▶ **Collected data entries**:
PR #2415, opened 2016-05-11
Memoizer.wrap: fix handling of MetadataOptions

simleo:
Addresses a problem where `Memoizer.wrap` was issuing a warning if any of the relevant `MetadataOptions` was `null`. Since `MetadataOptions.getMetadataOption` returns `null` to signal that the requested option is not set, getting a `null` is not a sign that something went wrong, so I've changed `wrap` to silently return the unwrapped reader in this case.

**NOTE: this was breaking the Travis build by increasing the Maven test output from ~9K to ~75K lines.**

Other problems fixed here:

* If the whole `options` container was `null`, `wrap` returned `null`, while the docs state that the original reader would be returned unwrapped (which seems the sensible thing to do, so I've changed the code to match the docs and not the other way around)
* The code was giving up too early by returning the unwrapped reader after encountering an invalid value for `inplace`, while it can still return a `Memoizer` if it gets a valid `cachedir`

### DIFF
--- a/components/formats-bsd/src/loci/formats/Memoizer.java
+++ b/components/formats-bsd/src/loci/formats/Memoizer.java
@@ -555,24 +555,30 @@ public class Memoizer extends ReaderWrapper {
     }
     String k = Memoizer.class.getName();
     Object elapsed = options.getMetadataOption(k + ".minimumElapsed");
-    Object inplace = options.getMetadataOption(k + ".inPlace");
-    Object cachedir = options.getMetadataOption(k + ".cacheDirectory");
     if (!(elapsed instanceof Long)) {
+      if (null != elapsed) {
         LOGGER.warn("config: minimumElapsed wrong type: {}", elapsed);
-        return r;
-    } else if (!(inplace instanceof Boolean)) {
-        LOGGER.warn("config: inplace wrong type: {}", inplace);
-        return r;
-    } else if (cachedir != null && !(cachedir instanceof File)) {
-        LOGGER.warn("config: cachedir wrong type: {}", cachedir);
-        return r;
+      }
+      return r;
     }
-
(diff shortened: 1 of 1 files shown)


components/formats-bsd/src/loci/formats/Memoizer.java
```diff
@@ -327,6 +327,17 @@ public void saveStop() throws IOException {
 
   }
 
+  private static Object getMetadataOption(
```
mtbc: I wonder if there's useful scope for making this a `private static <X> X get...(... Class<X> type)` or somesuch then having the logging instead catch the exception from `type.cast`. (Something like that anyway.)

simleo:
All Travis builds are OK now, except for the `openjdk6` ones: those will always fail because with the latest rebases we have introduced Java 7 code, so we should just remove `openjdk6` from the Travis matrix.

joshmoore:
:+1: for removing JDK6. Here or in a separate PR.

sbesson:
@simleo: as per https://github.com/openmicroscopy/bioformats/pull/2416, removing `cppwrap` from the Travis matrix might also speed up build times.

simleo:
JDK6 removal: #2417. I guess we could merge that one first, then I can rebase this. Then we can also rebase and merge #2416

joshmoore:
Merged, @simleo

simleo:
Thanks @mtbc, I've addressed your comment in 90781b028a021ea07d41daf1d14b67b8d7bad843

mtbc:
That change looks great, thank you.

simleo:
After rebasing on top of #2417, Travis seems finally happy again

joshmoore:
Merging to re-open the other PRs to get them green.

▶ **Exercise brief**:
So that nothing is lost, please reproduce each entry exactly as written.

▶ **Task solution**:
PR #2415, opened 2016-05-11
Memoizer.wrap: fix handling of MetadataOptions

simleo:
Addresses a problem where `Memoizer.wrap` was issuing a warning if any of the relevant `MetadataOptions` was `null`. Since `MetadataOptions.getMetadataOption` returns `null` to signal that the requested option is not set, getting a `null` is not a sign that something went wrong, so I've changed `wrap` to silently return the unwrapped reader in this case.

**NOTE: this was breaking the Travis build by increasing the Maven test output from ~9K to ~75K lines.**

Other problems fixed here:

* If the whole `options` container was `null`, `wrap` returned `null`, while the docs state that the original reader would be returned unwrapped (which seems the sensible thing to do, so I've changed the code to match the docs and not the other way around)
* The code was giving up too early by returning the unwrapped reader after encountering an invalid value for `inplace`, while it can still return a `Memoizer` if it gets a valid `cachedir`

### DIFF
--- a/components/formats-bsd/src/loci/formats/Memoizer.java
+++ b/components/formats-bsd/src/loci/formats/Memoizer.java
@@ -555,24 +555,30 @@ public class Memoizer extends ReaderWrapper {
     }
     String k = Memoizer.class.getName();
     Object elapsed = options.getMetadataOption(k + ".minimumElapsed");
-    Object inplace = options.getMetadataOption(k + ".inPlace");
-    Object cachedir = options.getMetadataOption(k + ".cacheDirectory");
     if (!(elapsed instanceof Long)) {
+      if (null != elapsed) {
         LOGGER.warn("config: minimumElapsed wrong type: {}", elapsed);
-        return r;
-    } else if (!(inplace instanceof Boolean)) {
-        LOGGER.warn("config: inplace wrong type: {}", inplace);
-        return r;
-    } else if (cachedir != null && !(cachedir instanceof File)) {
-        LOGGER.warn("config: cachedir wrong type: {}", cachedir);
-        return r;
+      }
+      return r;
     }
-
(diff shortened: 1 of 1 files shown)


components/formats-bsd/src/loci/formats/Memoizer.java
```diff
@@ -327,6 +327,17 @@ public void saveStop() throws IOException {
 
   }
 
+  private static Object getMetadataOption(
```
mtbc: I wonder if there's useful scope for making this a `private static <X> X get...(... Class<X> type)` or somesuch then having the logging instead catch the exception from `type.cast`. (Something like that anyway.)

simleo:
All Travis builds are OK now, except for the `openjdk6` ones: those will always fail because with the latest rebases we have introduced Java 7 code, so we should just remove `openjdk6` from the Travis matrix.

joshmoore:
:+1: for removing JDK6. Here or in a separate PR.

sbesson:
@simleo: as per https://github.com/openmicroscopy/bioformats/pull/2416, removing `cppwrap` from the Travis matrix might also speed up build times.

simleo:
JDK6 removal: #2417. I guess we could merge that one first, then I can rebase this. Then we can also rebase and merge #2416

joshmoore:
Merged, @simleo

simleo:
Thanks @mtbc, I've addressed your comment in 90781b028a021ea07d41daf1d14b67b8d7bad843

mtbc:
That change looks great, thank you.

simleo:
After rebasing on top of #2417, Travis seems finally happy again

joshmoore:
Merging to re-open the other PRs to get them green.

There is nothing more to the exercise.